Kunst kommt nach Deutschland – „Sieben Geschichten wie Romeo & Julia“

Saad Aljafry (20) ist 2015 aus dem Irak nach Deutschland geflohen und befindet sich inzwischen im letzten Ausbildungsjahr zum Elektriker. Außerdem ist er bei der Freiwilligen Feuerwehr und spielt Theater. NeuLand hat nach einem seiner Auftritte als „Romeo“ mit ihm gesprochen.

NeuLand: Hallo Saad! Du bist ein Jeside aus dem Nordirak, stimmt das? Kannst du uns mehr über eure Religion erzählen?

Saad: Ja, aber leider weiß ich das nicht so ganz genau, da ich meine Eltern nie Beten gesehen habe. Ich sage immer unsere Religion symbolisiert die Welt oder die Wissenschaft. Die Astronomie sozusagen, da wir uns sehr viel mit den Sternen, der Sonne und dem Mond beschäftigen. Aber bei uns wird die Religion generell nicht so streng genommen. Von uns gibt es ca. nur noch 1 Million aufgrund der Verfolgung durch den IS, früher waren wir etwa 71 Millionen.

Welche Rolle hat das Theaterspielen im Irak?

Ehrlich gesagt habe ich im Irak nie Theater gespielt und ich habe auch nie gehört, dass in meiner Stadt Theater gespielt wurde, nur in großen Städten.

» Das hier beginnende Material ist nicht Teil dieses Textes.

PR #1416, opened 2026-07-24
Skip legacy order transaction payment method updates in webhook flow

gecolay:
- Right now the `notify` function of the `WebhookRoute` which e.g. runs in the scheduled task every minute fails, because there are could be still legacy orders in the system, which do not have the `method` field set in their custom fields
- The payment method update should then be skipped for this legacy order transactions

**Edit**: Cancelled transactions also have to mollie payment method set in the custom fields, we should also skip this transactions instead of throwing an exception. I updated the PR with this change

### DIFF
--- a/CHANGELOG_de-DE.md
+++ b/CHANGELOG_de-DE.md
@@ -3,7 +3,7 @@
 - Behoben: Die Erfassung beim Versand sendet für Netto-Kunden nun den Bruttobetrag.
 - Behoben: Anreden mit mehr als 20 Zeichen brechen die Zahlungserstellung nicht mehr ab; der Adress-Titel wird nun auf Mollies 20-Zeichen-Limit gekürzt.
 - Behoben: Der automatische Versand beim Wechsel des Lieferstatus läuft nun nur noch für über Mollie bezahlte Bestellungen.
-- Behoben: Das Aktualisieren der Zahlungsart im Webhook-Flow wird nun korrekt für alte Bestellungen übersprungen, statt eines Fehlers wegen fehlender Daten zu werfen.
+- Behoben: Das Aktualisieren der Zahlungsart im Webhook-Flow wird nun korrekt für alte Bestellungen und abgebrochene Bestellungen übersprungen.
 
 # 5.3.0
 - Hinzugefügt: Bestellungen können über einen Mollie-Payment-Link (Route `mollie.pay`) bezahlt werden, nutzbar in E-Mail-Templates, z. B. `{{ rawUrl('mollie.pay', { 'orderId': order.id }, salesChannel.domains|first.url) }}`.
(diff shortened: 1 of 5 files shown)


BlackScorp:
hi @gecolay 

i think we need to verify this issue. The thing is in the Mollie Gateway iam loading legacy orders and fix them.

https://github.com/mollie/Shopware6/blob/master/shopware/Component/Mollie/Gateway/MollieGateway.php#L97

PAyment without method exception is when a mollie payment does not have a specific custom field. maybe there is there issue and not legacy orders?

gecolay:
@BlackScorp Legacy order's can go through https://github.com/mollie/Shopware6/blob/master/shopware/Component/Mollie/Gateway/MollieGateway.php#L80 as they have the custom fields & the id

BlackScorp:
@g

> @BlackScorp Legacy order's can go through https://github.com/mollie/Shopware6/blob/master/shopware/Component/Mollie/Gateway/MollieGateway.php#L80 as they have the custom fields & the id

but thats okay. at the end there is a payment object which have a payment and for legacy there is also an order id.

maybe you can share your order_transaction custom fields so i can understand the issue better. for me it looks like that an old payment which is still fetchable over the API does not have a method name set. or the method name is set but it is none of our enum.

i createad a pr which is something like your but with some log information

https://github.com/mollie/Shopware6/pull/1418

gecolay:
> maybe you can share your order_transaction custom fields so i can understand the issue better. for me it looks like that an old payment which is still fetchable over the API does not have a method name set.

That’s exactly right. As far as I know, the "method" field didn't exist prior to the 5.0 update (at least, I never saw it in any order transaction).
So, regardless of the path taken within the MollieGateway, the Mollie API itself returns a "Payment" object without the "method" and it's also not in the custom fields.
So a call of the updatePaymentMethod method in the WebhookRoute will always fail right now for this legacy orders.

There are also new order transaction (from after the 5.0 update) in the system from orders where the payment flow was cancelled by the customer, there is also no "method" field in the mollie api or in the custom fields, so even new order transactions from the latest plugin version can fail right no every 60 seconds the scheduled task runs.

gecolay:
> i createad a pr which is something like your but with some log information

Your new PR includes all the features from my PR, so it should work.

Is there a release date for the new update yet?

BlackScorp:
@gecolay so method should return a method name, 

https://docs.mollie.com/reference/get-payment i assumed here that if set a method name during creation, then i would return one back when i fetch it..

anyways i didnt had this test case now i fixed this in the PR, thanks for pointing that out.

the release date will be in 3 weeks. iam on vacation for two weeks and when i come back i have to check what kind of new issues occured and fix/test them as well, so 3-4 weeks until next release. we have last 4 weeks every week a release.

if you need your changes right now, you can download the zip file from our actions https://github.com/mollie/Shopware6/actions/workflows/build_zip.yml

Ich habe in einer Stadt gelebt, die in etwa so groß ist wie Freising. Dort gab es nur die Schule und Fußball, sonst nichts.

Also hast du erst hier zum Theaterspielen angefangen?

Ja. Ich wohne im Jugendwerk Birkeneck in Hallbergmoos. Thomas George, der Regisseur von „Romeo & Julia“, hat uns eine E-Mail geschickt und ich habe aus Neugier sofort mitgemacht. Theater ist für mich etwas, das Spaß macht und wobei ich Menschen kennenlerne. Und natürlich, wobei ich mein Deutsch verbessern kann. Seitdem mache ich das, seit etwa zwei Jahren. Bei diesem Theaterstück ist auch meine Zwillingsschwester und mein Cousin dabei. Das ist sehr schön, da ich sie sonst nicht so oft sehe.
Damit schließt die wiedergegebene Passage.